How many businesses have you started? How many businesses have you sold? If you are an investor who has bought, started, and sold many businesses, you likely understand the process of determining the value of any company.
Approximately 543,000 new businesses are opened every month. In contrast, just as many employer businesses shut down than start up each month. As all of these business opening and closing transactions take place, someone has to determine the value of these companies. Business valuations are determined by one of three approaches:
- valuation market approach
- income valuation approach
- cost evaluation approach
Valuation Market Approach Is Not Always an Absolute Number
Many factors go into determining the value of a company, but one popular method is the valuation market approach. This type of economic analysis is an exercise in understanding how one business compares to another. A business valuation report can take many things into consideration, including the purchase cost of other similar businesses, the number of similar businesses that exist within a predetermined area of the business, and the transactions of other similar private companies and public companies. By measuring a business against other similar businesses, potential buyers and sellers feel like they can get a good indication of the market value of a business.

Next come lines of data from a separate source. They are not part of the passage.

PR #14, opened 2016-11-18
Cache backend fixes

magnusandersnorgren:
Removes the unnecessary memsets in the MPI-backend and makes it possible to start a backend with a specified amount of cache.  (Tested on 2 nodes on tintin)

### DIFF
--- a/src/backend/backend.hpp
+++ b/src/backend/backend.hpp
@@ -41,13 +41,14 @@ namespace argo {
 	namespace backend {
 		/**
 		 * @brief initialize backend
-		 * @param size the size of the global memory to initialize
+		 * @param argo_size the size of the global memory to initialize
+		 * @param cache_size the size of the cache used by ArgoDSM in number of bytes, may be unused in some backends
 		 * @warning the signature of this function may change
 		 * @todo maybe this should be tied better to the concrete memory
 		 *       allocated rather than a generic "initialize this size"
 		 *       functionality.
 		 */
-		void init(std::size_t size);
+		void init(std::size_t argo_size, std::size_t cache_size);
 
 		/**
 		 * @brief get ArgoDSM node ID
--- a/src/backend/mpi/swdsm.cpp
+++ b/src/backend/mpi/swdsm.cpp
@@ -1044,15 +1044,15 @@ void set_sighandler(){
 	sigaction(SIGSEGV, &sa, &old_sigaction);
 }
 
-void argo_initialize(unsigned long long size){
+void argo_initialize(unsigned long long argo_size, size_t cache_size){
 	int i;
 	unsigned long j;
 	initmpi();
 	unsigned long alignment = pagesize*CACHELINE*numtasks;
-	if((size%alignment)>0){
-		size += alignment - 1;
-		size /= alignment;
-		size *= alignment;
+	if((argo_size%alignment)>0){
+		argo_size += alignment - 1;
+		argo_size /= alignment;
+		argo_size *= alignment;
 	}
 
 	startAddr = vm::start_address();
@@ -1065,7 +1065,7 @@ void argo_initialize(unsigned long long size){
 		pthread_barrier_init(&threadbarrier[i],NULL,i);
 	}
 
-	cachesize = size+pagesize*CACHELINE;
+	cachesize = cache_size+pagesize*CACHELINE;
 	cachesize /= pagesize;
 	cachesize /= CACHELINE;
 	cachesize *= CACHELINE;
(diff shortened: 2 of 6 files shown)


src/backend/mpi/swdsm.cpp
```diff
@@ -1044,15 +1044,15 @@ void set_sighandler(){
 	sigaction(SIGSEGV, &sa, &old_sigaction);
 }
 
-void argo_initialize(unsigned long long size){
+void argo_initialize(unsigned long long argo_size, size_t cache_size){
```
davidklaftenegger: Should we use this opportunity to change this from unsigned long long to size_t?

src/backend/backend.hpp
```diff
@@ -41,13 +41,14 @@ namespace argo {
 	namespace backend {
 		/**
 		 * @brief initialize backend
-		 * @param size the size of the global memory to initialize
+		 * @param argo_size the size of the global memory to initialize
```
davidklaftenegger: this should also specify the unit of the memory

src/backend/backend.hpp
```diff
@@ -41,13 +41,14 @@ namespace argo {
...
+		 * @param cache_size the size of the cache used by ArgoDSM in number of bytes, may be unused in some backends
 		 * @warning the signature of this function may change
 		 * @todo maybe this should be tied better to the concrete memory
 		 *       allocated rather than a generic "initialize this size"
 		 *       functionality.
 		 */
-		void init(std::size_t size);
+		void init(std::size_t argo_size, std::size_t cache_size);
```
SakalisC: Should `cache_size` have a default value?

davidklaftenegger: Would that be for backwards compatibility, or why should the backend have a default value for this?

src/mempools/global_mempool.hpp
```diff
@@ -50,7 +50,7 @@ namespace argo {
 				 */
 				global_memory_pool(std::size_t size) {
 					size+=reserved;
-					backend::init(size);
+					backend::init(size, 1<<30); // 1GB of memory for cache as default (= 1<<30 bytes)
```
davidklaftenegger: Do we want to make this changeable without recompiling?

src/backend/backend.hpp
SakalisC: I don't remember any more, but I would make more sense to have the default argument in the frontend part.

davidklaftenegger: well, the frontend code hard-codes the value to 1G..

src/backend/singlenode/singlenode.cpp
```diff
@@ -57,7 +57,7 @@ std::size_t memory_size;
 namespace argo {
 	namespace backend {
 
-		void init(std::size_t size) {
+		void init(std::size_t argo_size, std::size_t cache_size){
```
davidklaftenegger: renamed parameters should also be renamed in the function body, currently this does not even compile

src/mempools/global_mempool.hpp
davidklaftenegger: The default value of 1GB already slows down the tests significantly.
Using a larger value, like 8GB causes frequent test timeouts even on a single node.
This may or may not be linked to the fact that the tests do not allocate that much memory, thus the cache would be larger than the distributed memory area.

src/backend/mpi/swdsm.cpp
```diff
@@ -1199,14 +1199,7 @@ void argo_initialize(unsigned long long size){
...
 
-	memset(pagecopy, 0, cachesize*pagesize);
-	memset(touchedcache, 0, cachesize);
-	memset(globalData, 0, size_of_chunk*sizeof(argo_byte));
-	memset(cacheData, 0, cachesize*pagesize);
-	memset(lockbuffer, 0, pagesize);
-	memset(globalSharers, 0, gwritersize);
-	memset(cacheControl, 0, cachesize*sizeof(control_data));
-
+	//Sets cache control structures to initial state.
```
davidklaftenegger: My understanding is that this part (removing initialization) has nothing to do with the remaining patch.
I am not sure about the performance impacts of this part yet, but maybe we should split this off into a separate pull-request?

src/backend/mpi/swdsm.cpp
davidklaftenegger: addressed in d762963

src/backend/backend.hpp
davidklaftenegger: addressed in d762963

src/mempools/global_mempool.hpp
davidklaftenegger: addressed in d762963

src/backend/singlenode/singlenode.cpp
davidklaftenegger: addressed in 87ef1b1

src/mempools/global_mempool.hpp
davidklaftenegger: fixed in 1a3dc8a86acbf21bdbc3650c8230326a4d87ca7d and #38

PR #18, opened 2019-05-14
Coherence fix

davidklaftenegger:
The current use of MPI_LOCK_SHARED on updates to the cache metadata allows for a race condition when multiple nodes are attempting to declare themselves writers of an entry at the same time. This can lead to lost updates, where some node does not know about other nodes also writing to a page, ultimately leading to loss of coherence.

This patch contains two commits:
In the first, MPI_LOCK_EXCLUSIVE is applied to read-modify-write operations, which should avoid the lost update issue.
The second commit adds MPI_LOCK_EXCLUSIVE to another read-only instance of the same window.

### DIFF
--- a/src/backend/mpi/swdsm.cpp
+++ b/src/backend/mpi/swdsm.cpp
@@ -368,7 +368,7 @@ void handler(int sig, siginfo_t *si, void *unused){
 		unsigned long prevsharer = (globalSharers[classidx])&id;
 		MPI_Win_unlock(workrank, sharerWindow);
 		if(prevsharer != id){
-			MPI_Win_lock(MPI_LOCK_SHARED, workrank, 0, sharerWindow);
+			MPI_Win_lock(MPI_LOCK_EXCLUSIVE, workrank, 0, sharerWindow);
 			sharers = globalSharers[classidx];
 			globalSharers[classidx] |= id;
 			MPI_Win_unlock(workrank, sharerWindow);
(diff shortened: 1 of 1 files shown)


SakalisC:
1. In [line 390 of swdsm.cpp file](https://github.com/etascale/argodsm/blob/7c1d5b1738f1cbe7d0b5bacd03cf1a712420ec5a/src/backend/mpi/swdsm.cpp#L390) there is an accumulate operation with a comment claiming that it updates the remove private holder to shared. It uses a SHARED lock again, can this cause an issue? A similar pattern can be seen in other places, this is just the first one I saw.

2. I noticed while going thought the code that the `self_invalidation` function was accessing the `globalSharers` without a lock myself, so I agree with this change.

3. The places where the locks were changed from SHARED to EXCLUSIVE make sense.

4. I see that the `globalSharers` is [still mapped into the Argo memory](https://github.com/etascale/argodsm/blob/7c1d5b1738f1cbe7d0b5bacd03cf1a712420ec5a/src/backend/mpi/swdsm.cpp#L1172)? Is this because otherwise it will not be mapped for RDMA operations? Is it possible to map it for RDMA operations without mapping it in the Argo memory space?

SakalisC:
To clarify (4) a little bit, how is `globalSharers` affected by being mapped in the Argo memory space? I am confused by it.

davidklaftenegger:
Thank you for your points, you are pointing out a real issue.

point 1) I amended the commit to also put MPI_LOCK_EXCLUSIVE around MPI_Accumulate calls, as these also write to shared locations.

points 2 and 3 require no further changes.

point 4) You are correct that it is still mapped into ArgoDSM's global space. I currently think this is done to align the addresses for the metadata across all nodes. This is not strictly required, and doing RDMA on the metadata should be possible without aligned addresses as well, but I think changing this in the code is better left to a future patch.

SakalisC:
For (1), it looks like all the relevant `MPI_Accumulate` calls are now protected by EXCLUSIVE locks.
The `MPI_Get_accumulate` calls that are left all seem to write to a local variable, so SHARED locks should be fine.

For (4), as long as the coherence of Argo does not interact with the RDMA operations in some weird way, it's fine with me.

👍

PR #23, opened 2019-10-02
Limit cache size

davidklaftenegger:
This PR supersedes #19, which I accidentally broke.

This patch contains several commits:

d5b1670 gives the responsibility of initialising everything to argo::init()
32cbb09  adds the option to use an environment variable to set the memory size used
3187658 only renames arguments from size to argo_size
f08ae31 limits the cache size to a value also optionally set through argo::init() or an environment variable
32bbf41 limits the cache size to the total memory size, if it is smaller than the requested memory size

The main changes in 3187658 and f08ae31 are taken from #14, but split into two commits for readability.
Note that this pull request does not contain all features from #14, as it only deals with commit
60e68ce.

### DIFF
--- a/src/argo.h
+++ b/src/argo.h
@@ -14,11 +14,11 @@
 
 /**
  * @brief initialize ArgoDSM system
- * @param size The desired size of the global memory in bytes, or 0. If the
- *             value is specified as 0, then the value in environment
- *             variable @ref ARGO_MEMORY_SIZE is used instead.
+ * @param argo_size The desired size of the global memory in bytes, or 0. If the
+ *                  value is specified as 0, then the value in environment
+ *                  variable @ref ARGO_MEMORY_SIZE is used instead.
  */
-void argo_init(size_t size);
+void argo_init(size_t argo_size);
 
 /**
  * @brief shut down ArgoDSM system
--- a/src/argo.h
+++ b/src/argo.h
@@ -14,7 +14,9 @@
 
 /**
  * @brief initialize ArgoDSM system
- * @param size the desired size of the global memory in bytes
+ * @param size The desired size of the global memory in bytes, or 0. If the
+ *             value is specified as 0, then the value in environment
+ *             variable @ref ARGO_MEMORY_SIZE is used instead.
  */
 void argo_init(size_t size);
 
--- a/src/argo.h
+++ b/src/argo.h
@@ -17,9 +17,11 @@
  * @param argo_size The desired size of the global memory in bytes, or 0. If the
  *                  value is specified as 0, then the value in environment
  *                  variable @ref ARGO_MEMORY_SIZE is used instead.
+ *                  If @ref ARGO_MEMORY_SIZE is unset, then a default is used.
  * @param cache_size The desired size of the local cache in bytes, or 0. If the
  *                   value is specified as 0, then the value in environment
  *                   variable @ref ARGO_CACHE_SIZE is used instead.
+ *                   If @ref ARGO_CACHE_SIZE is unset, then a default is used.
  */
 void argo_init(size_t argo_size, size_t cache_size);
 
--- a/src/argo.h
+++ b/src/argo.h
@@ -17,8 +17,11 @@
  * @param argo_size The desired size of the global memory in bytes, or 0. If the
  *                  value is specified as 0, then the value in environment
  *                  variable @ref ARGO_MEMORY_SIZE is used instead.
+ * @param cache_size The desired size of the local cache in bytes, or 0. If the
+ *                   value is specified as 0, then the value in environment
+ *                   variable @ref ARGO_CACHE_SIZE is used instead.
  */
-void argo_init(size_t argo_size);
+void argo_init(size_t argo_size, size_t cache_size);
 
 /**
  * @brief shut down ArgoDSM system
--- a/src/argo.hpp
+++ b/src/argo.hpp
@@ -42,11 +42,11 @@ namespace argo {
 
 	/**
 	 * @brief initialize ArgoDSM system
-	 * @param size The desired size of the global memory in bytes, or 0.
-	 *             If the value is omitted (or specified as 0), then the value in
-	 *             environment variable @ref ARGO_MEMORY_SIZE is used instead.
+	 * @param argo_size The desired size of the global memory in bytes, or 0. If the
+	 *                  value is omitted (or specified as 0), then the value in
+	 *                  environment variable @ref ARGO_MEMORY_SIZE is used instead.
 	 */
-	void init(std::size_t size = 0);
+	void init(std::size_t argo_size = 0);
 
 	/**
 	 * @brief shut down ArgoDSM system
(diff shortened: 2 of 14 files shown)


src/backend/singlenode/singlenode.cpp
```diff
@@ -73,12 +73,11 @@ void singlenode_handler(int sig, siginfo_t*, void*) {
...
 
-		void init(std::size_t size) {
-			memory = static_cast<char*>(vm::allocate_mappable(4096, size));
-			memory_size = size;
+		void init(std::size_t argo_size) {
+			memory = static_cast<char*>(vm::allocate_mappable(4096, argo_size));
+			memory_size = argo_size;
 			using namespace data_distribution;
-			naive_data_distribution<0>::set_memory_space(nodes, memory, size);
-			sig::signal_handler<SIGSEGV>::install_argo_handler(&singlenode_handler);
```
pekemark: Is the signal handler for some reason no longer needed for singlenode? Even if the removal of the installer is correct, should it be part of this PR?

davidklaftenegger: This looks like a mistake indeed. Good catch, will be fixed later today.

src/argo.h
```diff
@@ -14,9 +14,14 @@
 
 /**
  * @brief initialize ArgoDSM system
- * @param size the desired size of the global memory in bytes
+ * @param argo_size The desired size of the global memory in bytes, or 0. If the
+ *                  value is specified as 0, then the value in environment
+ *                  variable @ref ARGO_MEMORY_SIZE is used instead.
+ * @param cache_size The desired size of the local cache in bytes, or 0. If the
+ *                   value is specified as 0, then the value in environment
+ *                   variable @ref ARGO_CACHE_SIZE is used instead.
```
SakalisC: If `ARGO_CACHE_SIZE` is uninitialized, then a fallback value is used. Should this be documented here?

src/argo.hpp
```diff
@@ -40,9 +42,14 @@ namespace argo {
 
 	/**
 	 * @brief initialize ArgoDSM system
-	 * @param size the desired size of the global memory in bytes
+	 * @param argo_size The desired size of the global memory in bytes, or 0. If the
+	 *                  value is omitted (or specified as 0), then the value in
+	 *                  environment variable @ref ARGO_MEMORY_SIZE is used instead.
+	 * @param cache_size The desired size of the local cache in bytes, or 0. If the
+	 *                   value is omitted (or specified as 0), then the value in
+	 *                   environment variable @ref ARGO_CACHE_SIZE is used instead.
```
SakalisC: Same as for the .h file.

src/backend/mpi/swdsm.cpp
```diff
@@ -1010,15 +1010,15 @@ void * argo_gmalloc(unsigned long size){
...
 	initmpi();
 	unsigned long alignment = pagesize*CACHELINE*numtasks;
-	if((size%alignment)>0){
-		size += alignment - 1;
-		size /= alignment;
-		size *= alignment;
+	if((argo_size%alignment)>0){
+		argo_size += alignment - 1;
+		argo_size /= alignment;
+		argo_size *= alignment;
```
pekemark: For a future patch: Can this alignment rounding be placed in a function? With a good function name it would probably be clearer what kind of rounding it is. There are similar occurrences elsewhere.

src/backend/mpi/swdsm.cpp
```diff
@@ -1031,7 +1031,13 @@ void argo_initialize(unsigned long long size){
...
+	cachesize = 0;
+	if(cache_size > argo_size) {
+		cachesize += argo_size;
+	} else {
+		cachesize += cache_size;
+	}
+	cachesize += pagesize*CACHELINE;
 	cachesize /= pagesize;
 	cachesize /= CACHELINE;
 	cachesize *= CACHELINE;
```
pekemark: For a future patch: There are two things going on here: First, rounding up to a whole number of cache blocks (and if the size already is, an extra cache block, which perhaps is not necessary). Second, division by `pagesize` to express `cachesize` in number of pages. These two actions should be separated for better clarity and the rounding performed by a function.

src/backend/mpi/swdsm.cpp
```diff
@@ -1073,19 +1079,19 @@ void argo_initialize(unsigned long long size){
 	MPI_Comm_create(MPI_COMM_WORLD,workgroup,&workcomm);
 	MPI_Group_rank(workgroup,&workrank);
 
-	if(size < pagesize*numtasks){
-		size = pagesize*numtasks;
+	if(argo_size < pagesize*numtasks){
+		argo_size = pagesize*numtasks;
 	}
```
pekemark: For future patch: This could be replaced with `std::max`.

src/backend/mpi/swdsm.cpp
```diff
@@ -1073,19 +1079,19 @@ void argo_initialize(unsigned long long size){
...
 
 	alignment = CACHELINE*pagesize;
-	if(size % (alignment*numtasks) != 0){
-		size = alignment*numtasks * (1+(size)/(alignment*numtasks));
+	if(argo_size % (alignment*numtasks) != 0){
+		argo_size = alignment*numtasks * (1+(argo_size)/(alignment*numtasks));
 	}
```
pekemark: For future patch: This is also rounding, should be performed by a function (see previous comments).

src/backend/singlenode/singlenode.cpp
```diff
@@ -73,12 +73,14 @@ void singlenode_handler(int sig, siginfo_t*, void*) {
...
-			memory_size = size;
+		void init(std::size_t argo_size, std::size_t cache_size){
+			/** @todo the cache_size parameter is not needed
+			 *        and should not be part of the backend interface */
+			(void)(cache_size);
+			memory = static_cast<char*>(vm::allocate_mappable(4096, argo_size));
+			memory_size = argo_size;
 			using namespace data_distribution;
-			naive_data_distribution<0>::set_memory_space(nodes, memory, size);
-			sig::signal_handler<SIGSEGV>::install_argo_handler(&singlenode_handler);
```
pekemark: Is the signal handler for some reason no longer needed for singlenode? Even if the removal of the installer is correct, should it be part of this PR? (Duplicate comment for the review.)

davidklaftenegger: Fixed in 4a3f478

src/argo.h
davidklaftenegger: Fixed in 7d2d3c7

src/argo.hpp
davidklaftenegger: Fixed in 7d2d3c7

src/backend/singlenode/singlenode.cpp
davidklaftenegger: Fixed in 4a3f478

src/backend/mpi/swdsm.cpp
davidklaftenegger: See issue #24

src/backend/mpi/swdsm.cpp
davidklaftenegger: See issue #24

src/backend/mpi/swdsm.cpp
davidklaftenegger: See issue #24

src/backend/mpi/swdsm.cpp
davidklaftenegger: See issue #24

A specific example might be if you would compare the value of a small boutique gift shop that is for sale to another gift shop that is located within a five mile radius. Find three similar businesses in that five mile radius and you might have an even better indicator of the market value. While things like number of employees, hours of operation, main street access, and parking may also effect the value, the initial valuation can be informative.
Income Valuation Approach Requires a Close Look at Financial Statements
The valuation income approach includes a close examination of specific reports: the company’s income statement and the company’s balance sheet. To reach the most accurate income valuation, it is best to have three to five years of historic income statements and balance sheets available. If, on the other hand, a business has only been operating for less than two years, the income sheets and balance sheets may not tell the entire story.
For instance, a company that had a phenomenal first year before two other competing business opened up close by, may have financial statements that are misleading. Both the buyer and the seller would need to look at the extra factors that could indicate the more true value of the business.
Cost Evaluation Approach Is the Third Way to Determine a Business’s Value
Business appraisal services also use the the cost evaluation approach to determine the buying or selling price of a company. This approach is also called the assets valuation approach. To determine the value of a business, this method requires a thorough inventory of what assets the company has. In the case of a business that has been closed for months because of the health of the owner, for example, the assets could be quite extensive. While the income for this type of business may not look like much, the unsold and already purchased inventory can combine to be very valuable assets.
Overall, the goal of any of these three methods is to avoid the over valuation of a business. To avoid this, it sometimes takes a close comparison of all three of these valuation approaches.